Main cast: Ali Larter (Clear Rivers), AJ Cook (Kimberly Corman), Michael Landes (Officer Thomas Burke), Terrence “TC” Carson (Eugene Dix), Jonathan Cherry (Rory), Keegan Connor Tracy (Kat), Sarah Carter (Shania), Lynda Boyd (Nora Carpenter), David Paetkau (Evan Lewis), James N Kirk (Tim Carpenter), Tony Todd (Mr Bludworth), Justina Machado (Isabella Hudson), Alex Rae (Dano), Shaun Sipos (Frankie), and Andrew Airlie (Mr Corman)
Director: David R Ellis
Okay, everyone knows that sequels rarely stand up to the original movie. It’s like a cosmic rule. I walk into the theater to watch this one for two reasons. One, I’m not really in the mood for heavy dramas. I have sixteen heavy dramas waiting to be watched at home. I want some harmless fun for the weekend. Two, I want to watch that cutie-pie Michael Landes in action. Yes, I actually loved Special Unit 2 when it was on TV; I have no taste, I admit it.

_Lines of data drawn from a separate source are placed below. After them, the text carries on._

PR #8099, opened 2026-07-01
feat(FR-3237): confirm endpoint reachability before showing offline banner

### LINKED ISSUE #8096: Confirm offline state with a lightweight endpoint GQL probe before showing the offline banner
## Problem

The network status banner (`NetworkStatusBanner.tsx`) currently shows the "You are offline" alert based solely on the browser's own offline judgment (e.g. `navigator.onLine` / browser online/offline events). The browser can report offline (or a false positive) even when the Backend.AI API endpoint is actually reachable, which can surface a misleading offline banner to the user.

## Proposed solution

When the browser judges the network to be offline, do one additional confirmation round-trip against the API endpoint before concluding "offline":

- Fire the same lightweight GraphQL query used during login to verify endpoint connectivity.
- Only if that probe also fails, treat the state as genuinely offline and show the banner.
- If the probe succeeds, the endpoint is actually connected — suppress the offline banner.

This makes the offline determination reflect real endpoint reachability rather than the browser's local network guess alone.

## Notes

- Reuse the existing login-time endpoint check GQL query rather than introducing a new probe.
- Keep the probe cheap and short-timeout so it doesn't delay the banner meaningfully when the endpoint is truly down.

—

Captured while working on branch: feature/theme-families

JIRA Issue: FR-3237

nowgnuesLee:
Resolves #8096 (FR-3237)

## Problem

`NetworkStatusBanner` decided the "You are offline" banner **solely** from `navigator.onLine` (via ahooks `useNetwork`). `navigator.onLine` is only a heuristic — it is frequently a false positive on VPNs, captive portals, and virtualized networks — so the banner could appear even while the Backend.AI API endpoint was perfectly reachable.

## Solution

When the browser reports offline, confirm reachability with a **plain `fetch` to the endpoint's `/health`** before showing the banner:

- The probe runs from a `useEffect` + `useEffectEvent` while the browser reports offline: once immediately, then every 5s so the banner reflects current reachability. No Relay / react-query layer — the result is a transient local state flag with no caching value.
- The banner shows **only** when `navigator.onLine` is offline **AND** the `/health` probe fails (network error, timeout, or non-OK response). While the probe is in flight, the banner stays hidden.
- The probe is bounded to ~5s via `AbortSignal.timeout`, so a genuinely unreachable endpoint still surfaces the banner promptly.
- The effect cleanup drops in-flight probe results and resets the flag, so each offline episode starts with the banner hidden instead of flashing a stale failure from the previous episode.
- The endpoint URL comes from the authenticated global client (`useSuspendedBackendaiClient()` → `client._config.endpoint`), joined with the same `endpoint + path` convention the client itself uses.

Also migrated the soft-timeout `Alert`'s deprecated top-level `onClose` to the antd v6 `closable` object, and added the `'use memo'` directive to the component (React Compiler convention) since the file was being edited.

## Verification

`bash scripts/verify.sh` — Relay / Lint / Format / TypeScript all **PASS**. (The unrelated "Vite warmup paths" check fails identically on a clean `main` checkout — it validates build artifacts, not this change.)

## Test plan

**How to test**: turn off Wi-Fi (so the browser reports offline), then open DevTools → Network and confirm that requests to `/health` are being fired every ~5s — that is the reachability probe running.

- [ ] With a reachable endpoint, toggle the browser to "Offline" (DevTools Network → Offline, or `navigator.onLine` false): the offline banner should **not** appear because the `/health` probe succeeds.
- [ ] With the endpoint genuinely unreachable (stop the manager / block the host) and the browser offline: the banner appears within ~5s.
- [ ] Restore reachability while still offline: the banner clears on the next probe (~5s).
- [ ] Go back online and offline again: no stale banner flash at the start of the second offline episode.
- [ ] Soft-timeout warning alert still shows and is dismissable.

### DIFF
--- a/react/src/components/NetworkStatusBanner.tsx
+++ b/react/src/components/NetworkStatusBanner.tsx
@@ -2,14 +2,18 @@
  @license
  Copyright (c) 2015-2026 Lablup Inc. All rights reserved.
  */
+import { useSuspendedBackendaiClient } from '../hooks';
 import { useDebounce, useNetwork } from 'ahooks';
 import { Alert } from 'antd';
 import { createStyles } from 'antd-style';
 import { atom, useSetAtom } from 'jotai';
-import { useEffect, useState } from 'react';
+import { useEffect, useEffectEvent, useState } from 'react';
 import { useTranslation } from 'react-i18next';
 
 const isDisplayedNetworkStatusState = atom(false);
+
+const REACHABILITY_PROBE_INTERVAL_MS = 5_000;
+const REACHABILITY_PROBE_TIMEOUT_MS = 5_000;
 
 const useStyles = createStyles(({ token, css }) => ({
   borderError: css`
@@ -24,12 +28,15 @@ const useStyles = createStyles(({ token, css }) => ({
   `,
 }));
 const NetworkStatusBanner = () => {
+  'use memo';
   const { t } = useTranslation();
   const network = useNetwork();
+  const client = useSuspendedBackendaiClient();
   const setDisplayedStatus = useSetAtom(isDisplayedNetworkStatusState);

However, unlike the original movie, this movie seems to be operating mostly on autopilot. The original movie has a cheerfully macabre overtone to its intricate disembowelment and decapitations of its cast and it balances atmosphere and gore very well. The original drives fear in me so that I actually peer carefully around the house to pick up stray marbles and dry up wet spots on the floor so that nobody gets any untoward accidents. The original movie should be screened as a public service announcement on household care and safety if you ask me.
But in Final Destination 2, all I get is gore and more gore without much intelligent dark humor to make it palatable. This time around, a teenage girl named Kimberly Corman is driving on the road when she experiences a premonition. A truck carrying heavy logs rather carelessly will cause a huge and gory pile-up – one I am subjected to in full-color heads-flying torso-decapitation glory. There is very little to be cheerful about unless you have a thing for plastic heads getting soaked in fake blood flying across the screen. She stops her car just minutes before the accident really happens. Alas, while her friends die anyway, she and the cop, Thomas Burke, as well as several other people escape death. And as one by one these survivors begin to die, they too learn, like the cast in the original movie, that nothing is like Death getting peeved over his grand scheme thwarted by some psychic bimbo.
Kimberley even brings in the sole survivor from the original movie, Clear Rivers. Tony Todd makes a five second appearance, adding this movie to his list of embarrassing career moves (although nothing could top his guest appearance on the Charmed TV series, surely).
The death scenes of this movie are more intricate than those in the original movie, but these scenes are gory rather than heart stopping. Instead of letting me appreciate the irony of a woman killed thanks to an airbag, the movie has a news segment spelling it to me: “See, we are being ironic, so laugh, you fools, laugh!” Uh, no thanks. Where the original movie quickly focuses on the aftermaths of a decapitation, this movie focuses on the graphic decapitation-cum-disembowelment before zooming on to the next death scene. Worse, there is really nothing connecting these characters together to make me feel for them. The best, funniest characters die too early, making this movie a largely humorless affair of gore and more gore. Unless your idea of humor is the mutilation of the nipple of a corpse or a decapitated barbecued hand landing on your plate, then you’ll knock yourself out with this one.
Much thought has gone to the original, making it a good movie worthy of cult status. This one however feels like it is cobbled together over the weekend using cheap plastic hands and heads borrowed from the Tales from the Crypt set.
All in all, I’d suggest renting this. Or if you haven’t seen the original, get that one instead. This movie is a sequel in every clichéd sense of the word: inferior and crappy and totally unworthy to carry on the legacy of the original movie.